Reduce telemetry overhead by setting `AGL_EMITTER_DEBUG=false` and implementing a lightweight `TraceAdapter` that records only essential metrics rather than full span traces.

```python
class MinimalAdapter(agentlightning.tracer.base.TraceAdapter):
    def on_trace_end(self, span):
        self.store.record_metric(
            name="rollout_latency",
            value=span.end_time - span.start_time,
            tags={"status": "ok" if span.exception is None else "error"},
        )

```

## Production Deployment Examples

### Multi-Process Training Configuration

This configuration scales to 12 concurrent runners with persistent storage and multi-process isolation:

```python
from agentlightning.trainer import Trainer
from agentlightning.execution.client_server import ClientServerExecutionStrategy
from agentlightning.store.mongo import MongoLightningStore

store = MongoLightningStore(
    uri="mongodb://mongo:27017",
    database="agl",
    collection="spans",
    thread_safe=True,
)

strategy = ClientServerExecutionStrategy(
    role="both",
    n_runners=12,
    graceful_timeout=20.0,
    terminate_timeout=10.0,
    main_process="algorithm",
    managed_store=True,
    server_host="0.0.0.0",
)

trainer = Trainer(
    algorithm=MyAsyncAlgorithm(),
    store=store,
    strategy=strategy,
    n_runners=12,
)

```

### SLURM Cluster Deployment

For distributed clusters, export environment variables so each node discovers the store server:

```bash
#!/bin/bash
#SBATCH --job-name=agl_large
#SBATCH --nodes=2
#SBATCH --cpus-per-task=8
#SBATCH --ntasks-per-node=1

export AGL_CURRENT_ROLE=both
export AGL_SERVER_HOST=$(hostname -i)
export AGL_SERVER_PORT=4747

python train.py

```

The `ClientServerExecutionStrategy` automatically creates an HTTP server on each node, allowing runners on other nodes to connect via the resolved IP address.

## Summary

- **Choose `ClientServerExecutionStrategy`** to bypass Python GIL limitations and enable true multi-process parallelism.
- **Match `n_runners` to physical cores** for CPU-bound agents, or limit based on external API rate limits for LLM-backed agents.
- **Deploy `MongoLightningStore`** with `thread_safe=True` for fault-tolerant, high-throughput persistence across cluster nodes.
- **Configure environment variables** (`AGL_SERVER_HOST`, `AGL_MANAGED_STORE`) before launching distributed jobs.
- **Increase timeouts** (`graceful_timeout`, `terminate_timeout`) to accommodate variable LLM latency.
- **Implement async algorithms** and custom `TraceAdapter` classes to minimize blocking operations and telemetry overhead.

## Frequently Asked Questions

### What is the difference between SharedMemory and ClientServer execution strategies?

**SharedMemoryExecutionStrategy** runs all components in a single Python process using threads, making it suitable for debugging but limited by GIL contention. **ClientServerExecutionStrategy** spawns separate OS processes for the algorithm and each runner, communicating via HTTP through a `LightningStoreServer`, which eliminates GIL constraints and enables scaling across multiple CPU cores and cluster nodes.
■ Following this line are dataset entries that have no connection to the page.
PR #156, opened 2019-07-08
Coyne/logmode

malgorithms:
a new option that has the bot copy its service files to a directory of your choosing, and also to add more verbose logging alongside that.


src/index.ts
```diff
@@ -56,9 +69,21 @@ class Bot {
...
+    await this._maybePrepDebugDir(options)
     await this._service.initFromRunningService(homeDir, options)
     await this._initSubBots(options)
+    await this._maybeLogCopyLoop(options)
+    this.debugLog('initialized')
+  }
+
+  private _beginInitState(): void {
+    if (this._initStatus !== 'preinit') {
+      throw new Error(`tried to init, but state is already ${this._initStatus}`)
```
nathunsmitty: Do we want to allow a deinited bot to be reinitialized? I think I remember being able to do that, but this check no longer allows that.

src/index.ts
```diff
@@ -81,10 +106,56 @@ class Bot {
...
+   * This function is also called automatically when in adminDebug mode, and will record plaintexts of messages into that directory,
+   * so use wisely.
+   * @memberof Bot
+   * @example
+   * bot.log("My bot is ready to go.")
+   */
+  public async debugLog(text: string, infoOrErr?: 'I' | 'E'): Promise<void> {
+    if (this.adminDebugDirectory) {
+      const code = infoOrErr ? infoOrErr : 'I'
+      const line = `${new Date().toISOString()} [${code}] ${text}\n`
```
nathunsmitty: We should use `os.EOL` here for windows compatibility. https://nodejs.org/api/os.html#os_os_eol

package.json
```diff
@@ -41,11 +41,15 @@
...
   "scripts": {
+    "modules": "yarn --frozen-lockfile --prefer-offline",
+    "modules-prod": "yarn --frozen-lockfile --prefer-offline --prod",
     "docs": "documentation readme lib/** --config documentation.yml --section=API",
-    "build": "tsc",
     "dev": "tsc --watch",
     "test": "jest --runInBand",
-    "release": "standard-version"
+    "release": "standard-version",
+    "build": "rm -rf lib/ && tsc",
```
nathunsmitty: I hear often that `rm` won't work on windows; a common suggestion is the use [rimraf](https://www.npmjs.com/package/rimraf), which is cross-platform. Not sure how relevant this advice still is given things like WSL but figured I'd mentioned it.

src/index.ts
```diff
@@ -81,10 +106,56 @@ class Bot {
...
+    }
+  }
+
+  /**
+   * If bot is initialized with an optional directory `adminDebugDirectory`, this will write that string into a file in there
+   * This function is also called automatically when in adminDebug mode, and will record plaintexts of messages into that directory,
+   * so use wisely.
+   * @memberof Bot
+   * @example
+   * bot.log("My bot is ready to go.")
```
nathunsmitty:
```suggestion
   * bot.debugLog("My bot is ready to go.")
```

src/index.ts
```diff
@@ -25,11 +31,13 @@ class Bot {
...
   public constructor() {
-    this._workingDir = randomTempDir()
-    this._service = new Service(this._workingDir)
-    this.chat = new ChatClient(this._workingDir)
-    this.wallet = new WalletClient(this._workingDir)
-    this.team = new TeamClient(this._workingDir)
+    this._botId = crypto.randomBytes(16).toString('hex')
+    this._workingDir = path.join(os.tmpdir(), `keybase_bot_${this._botId}`)
+    this._service = new Service(this, this._workingDir)
+    this.chat = new ChatClient(this, this._workingDir)
```
nathunsmitty: I'm not sure I'm a big fan of passing a reference of the entire bot to each of the subclients – it creates circular references and starts to break down the distinction between the roles of the clients and the core bot. Could we instead just pass the `debugLog` file path or function to the clients?

src/index.ts
malgorithms: no, I removed that on purpose and changed the test case. I think it's dangerous, and no one really needs to do it in practice. While I don't think we have any bugs in our library, it seems a bit weird to me to have the bot possible to cross from one user to another. Safer to instantiate a new one.

src/index.ts
malgorithms: on it

package.json
malgorithms: I think I'd rather not support windows than import another library right now. we can make a separate ticket out of windows support later. I think there are a bunch of reasons this won't work on windows, not just the building.

src/index.ts
malgorithms: funny, I started that way, and IMO it gets uglier to go the other way, as things start piling on (bot's working directory, bot's id, bot's log function, etc.)...what's wrong with a circular reference? this seems like the kind of place one makes sense.

malgorithms: I understand a lot of the issues with how people use circular references in shitty ways, but these sub-bot clients are 1-1 with their Bot class, and in fact are basically part of the same instance.

hmm, will think about this more.

malgorithms: you know...ok...gonna do it your way for now. I may come back to this if more things get tacked on.

nathunsmitty: Ok. I think it'd definitely be worth reevaluating the bot architecture sometime, especially since it's grown a lot since it was first designed.

malgorithms: ok, changed it up, lmk. I'd like to merge this soon.

PR #157, opened 2019-07-09
Mark lib/ directory as linguist-generated

nathunsmitty:
This should make the GitHub diffs easier to read by hiding the generated files of `lib/` by default. We do the same thing in the client repo for the generated RPC types!


malgorithms:
oooh cool! merge that!

PR #160, opened 2019-07-15
node-which instead of sh -c which, allow passing the binary path directly

pzduniak:
working on a serverless template...


pzduniak:
getting all this stuff out will be a long process but that's all of the changes required in keybase-bot

i re-ran `yarn`, looks like there was lots of updated deps, mostly dev ones

node-which is included in npm and only depends on isexe which is written by the same author - I went through the code and it looks perfectly fine. Should be quite secure if npm is using it!

PR #161, opened 2019-07-17
Update dependencies

nathunsmitty:
Also moves `@typescript-eslint/parser` to dev dependencies


malgorithms:
sweet thanks for doing this. consider this thumbed when you're ready...also maybe bump package.json

nathunsmitty:
@malgorithms I've got some other changes coming, so I think it'd make the most sense to bump package.json when those are done

PR #163, opened 2019-07-18
Add types field for use by typescript apps

nathunsmitty:
Adds a `types` entry to the package.json so that typescript apps that use this package can take advantage of our types. See https://www.typescriptlang.org/docs/handbook/declaration-files/publishing.html#including-declarations-in-your-npm-package for details.

I was really confused about why my bot import was `any` and this fixes that haha

### DIFF
--- a/package.json
+++ b/package.json
@@ -13,6 +13,7 @@
     "gpg"
   ],
   "main": "lib/index.js",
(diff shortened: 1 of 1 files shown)


malgorithms:
awesome go for it

Issue #254, opened 2023-08-29
quay.io/confidential-containers/reqs-payload cannot run reqs-deploy.sh: No such file or directory


mattarnoatibm:
**Describe the bug**
The `quay.io/confidential-containers/reqs-payload` image in the Kustomization files is pinned at an image that doesn't contain the reqs-deploy.sh script, so when that image runs as part of the peer pod operator install the `cc-operator-pre-install-daemon` pod goes into a crash loop

**To Reproduce**
1. Deploy the peer pods operator on a Kubernetes cluster (I used an IKS cluster)
 
**Describe the results you expected**
The cc-operator-pre-install-daemon pods are created and run, and don't go into a crash loop

**Describe the results you received:**
The cc-operator-pre-install-daemon pods go into a crash loop with the error
`/opt/confidential-containers-pre-install-artifacts/scripts/pre-install.sh: line 3: /opt/confidential-containers-pre-install-artifacts/scripts/reqs-deploy.sh: No such file or directory`

**Additional context**
The `The quay.io/confidential-containers/reqs-payload:4ad0978b8e9f1acb857fe2c76f1494c55bf28e05` image doesn't contain a script named `reqs-deploy.sh` in `/opt/confidential-containers-pre-install-artifacts/scripts/` so `/opt/confidential-containers-pre-install-artifacts/scripts/pre-install.sh`, which tries to run `/opt/confidential-containers-pre-install-artifacts/scripts/reqs-deploy.sh`, errors.

In the `4ad0978b8e9f1acb857fe2c76f1494c55bf28e05` image, the content that should be in `reqs-deploy.sh` seems to be in a script `pre-install-post-uninstall-deploy.sh` instead.

The `quay.io/confidential-containers/reqs-payload` image tagged with `e45d4e84c3ce4ae116f3f4d6c123c4829606026f` and currently tagged with `latest` contains the `reqs-deploy.sh` in the expected place.

PR #255, opened 2023-08-29
pre-install-payload: Use latest tagged runtime-payload image

mattarnoatibm:
The tags for the quay.io/confidential-containers/reqs-payload image were not set to the latest tag and were set to the tag of an image that went into a crash loop when you ran it as part of the operator installation.

Fixes: #254

### DIFF
--- a/config/samples/ccruntime/default/kustomization.yaml
+++ b/config/samples/ccruntime/default/kustomization.yaml
@@ -8,7 +8,7 @@ resources:
 
 images:
 - name: quay.io/confidential-containers/reqs-payload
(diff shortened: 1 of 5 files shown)


fidencio (approved):
lgtm, thanks @mattarnoatibm!

Just one comment that I think using latest is fine, but we need to tag to a specific version during the release.

mattarnoatibm:
I'll update this PR to set the reqs-payload to e45d4e84c3ce4ae116f3f4d6c123c4829606026f. Thanks for the feedback Steve and Fabiano.

PR #263, opened 2023-10-09
do-not-merge: This will be used to test the kata-containers CI related stuff

fidencio:

PR #267, opened 2023-10-20
Use the nydus-snapshotter by default

fidencio:
This PR is a rework of https://github.com/confidential-containers/operator/pull/263, but I don't want to lose that public reference of what's been done.

Please, take a look at each  commit for more info on what it's doing and why.


install/pre-install-payload/Makefile
```diff
@@ -1,11 +1,13 @@
 COCO_CONTAINERD_VERSION = 1.6.8.2
 OFFICIAL_CONTAINERD_VERSION = 1.7.0
 VFIO_GPU_CONTAINERD_VERSION = 1.7.0.0
+NYDUS_SNAPSHOTTER_VERSION = v0.13.2
```
wainersm, line 4: Hi @fidencio,

v0.13.2 contains the fixes? Because on CCv0 we are still on v0.12.0 (https://github.com/kata-containers/kata-containers/blob/CCv0/versions.yaml#L305)

install/pre-install-payload/scripts/reqs-deploy.sh
```diff
@@ -53,6 +54,24 @@ function install_vfio_gpu_containerd_artefacts() {
 	install_containerd_artefacts "vfio-gpu"
 }
 
+function install_nydus_snapshotter_artefacts() {
+	echo "Copying nydus-snapshotter artifacts onto host"
+
+	install -D -m 755 ${artifacts_dir}/opt/confidential-containers/bin/containerd-nydus-grpc /opt/confidential-containers/bin/containerd-nydus-grpc
```
wainersm, line 60: In the end, the /usr/local/bin/containerd-nydus-grpc -> /opt/confidential-containers/bin/containerd-nydus-grpc link not required, right?

install/pre-install-payload/scripts/reqs-deploy.sh
```diff
@@ -87,6 +110,24 @@ function uninstall_containerd_artefacts() {
 	fi
 }
 
+function uninstall_nydus_snapshotter_artefacts() {
+	remove_nydus_snapshotter_from_containerd
+
+	host_systemctl disable nydus-snapshotter.service
```
wainersm, line 116: Shouldn't stop the snapshotter service before? or passing `---now` to systemctl's disable should do the trick too.

wainersm: @fidencio finished my review. This is the only question preventing me of approving it.

install/pre-install-payload/Makefile
fidencio: We're just using the latest here, and that's a known to be working version.
We shouldn't be lacking behind because of CCv0.

install/pre-install-payload/scripts/reqs-deploy.sh
fidencio: No, `containerd-nydus-grpc` doesn't have to be in `/usr/local/bin` as we call it directly to start the systemd service.

install/pre-install-payload/scripts/reqs-deploy.sh
fidencio: > Shouldn't stop the snapshotter service before? or passing ---now to systemctl's disable should do the trick too.

Very nice catch!

install/pre-install-payload/Makefile
wainersm: Agree. I'd like to double-check though.

wainersm (approved):
@fidencio amazing work as always! Ready to land this IMO.

install/pre-install-payload/scripts/reqs-deploy.sh
```diff
@@ -87,6 +110,27 @@ function uninstall_containerd_artefacts() {
 	fi
 }
 
+function uninstall_nydus_snapshotter_artefacts() {
```
fitzthum, line 113: Where is this called from?

fitzthum (commented):
Tested a bit on my node. I think we might not be uninstalling nydus at all (see comment). Otherwise looks good.

install/pre-install-payload/scripts/reqs-deploy.sh
fidencio: This should've been called from `uninstall_artifacts`, but I missed it.
Very nice catch!

install/pre-install-payload/scripts/reqs-deploy.sh
```diff
@@ -99,6 +143,47 @@ function restart_systemd_service() {
 	host_systemctl restart "${container_engine}"
 }
 
+function configure_nydus_snapshotter_for_containerd() {
+	echo "configure nydus snapshotter for containerd"
+
+	if [ ! -f "$containerd_config" ]; then
+		die "failed to find containerd config"
```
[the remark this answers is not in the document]
fidencio: We do that on the kata-deploy payload, but to be completely honest ... I'm not a big fond of doing that, and let me try to explain why.

1. We'd need to mount /usr/bin from host, which we currently do not do, to ensure `containerd` is available.
2. We'd need to ensure the containerd version used to generate this is the version being used on the host, which is easy in the case where we install containerd, but not so easy to ensure running on CSPs nodes

I must even say that we may need to rething on using that on the kata-containers side as well.


OTOH, I'm defintely **not entirely against** of doing that, that can be done, but I just think that we need something slightly more robust than simply calling `containerd config default`.

Does it make sense?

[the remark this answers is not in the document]
fitzthum: Yeah seems like more trouble than it is worth at least for this PR.

fitzthum (approved):
LGTM

We might see more SEV/SNP failures if other PRs (or the baseline) have run given that they will leave the nodes in a bad state. Should work if we rerun a few times tho.

fidencio:
> We might see more SEV/SNP failures if other PRs (or the baseline) have run given that they will leave the nodes in a bad state. Should work if we rerun a few times tho.

Cool, thanks!

Right now I'm re-working the uninstall as it made the jobs related to uninstall / reinstall break.

controllers/ccruntime_controller.go
```diff
@@ -226,6 +226,20 @@ func (r *CcRuntimeReconciler) processCcRuntimeDeleteRequest() (ctrl.Result, erro
 			if r.ccRuntime.Spec.Config.PostUninstall.Image == "" {
 				controllerutil.RemoveFinalizer(r.ccRuntime, RuntimeConfigFinalizer)
 			} else if r.ccRuntime.Spec.Config.PostUninstall.Image != "" {
+				// FXIME: This should be treated in a better way, as just having the sleep
```
bpradipt, line 229: nit: FXIME-> FIXME
This looks reasonable. We'll focus on a proper fix in the next release

bpradipt (approved):
/lgtm
Thanks @fidencio

controllers/ccruntime_controller.go
fidencio: I will fix the fixme in the next iteration, just in order to save some trees and unblock peer-pods folks. :-)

### How do I configure Agent-Lightning for a SLURM cluster?

Set the environment variables `AGL_CURRENT_ROLE=both`, `AGL_SERVER_HOST` to the node's IP address (using `hostname -i`), and `AGL_SERVER_PORT` to your desired port (default 4747). Use `ClientServerExecutionStrategy` with `managed_store=True` and `server_host="0.0.0.0"` to allow cross-node communication, and ensure your store backend (typically `MongoLightningStore`) is accessible from all nodes.

### When should I use MongoDB versus in-memory storage?

Use **`InMemoryLightningStore`** only for small-scale development runs where data persistence is unnecessary. Switch to **`MongoLightningStore`** when training at scale, running multi-node clusters, or requiring fault tolerance, as MongoDB handles high concurrent write loads and persists data across process failures.

### How do I reduce telemetry overhead in production training runs?

Set `AGL_EMITTER_DEBUG=false` to disable verbose trace logging, and provide a custom `TraceAdapter` subclass that overrides `on_trace_end` to record only high-level metrics rather than full span details. This minimizes serialization and network I/O, particularly critical when running dozens of concurrent runners.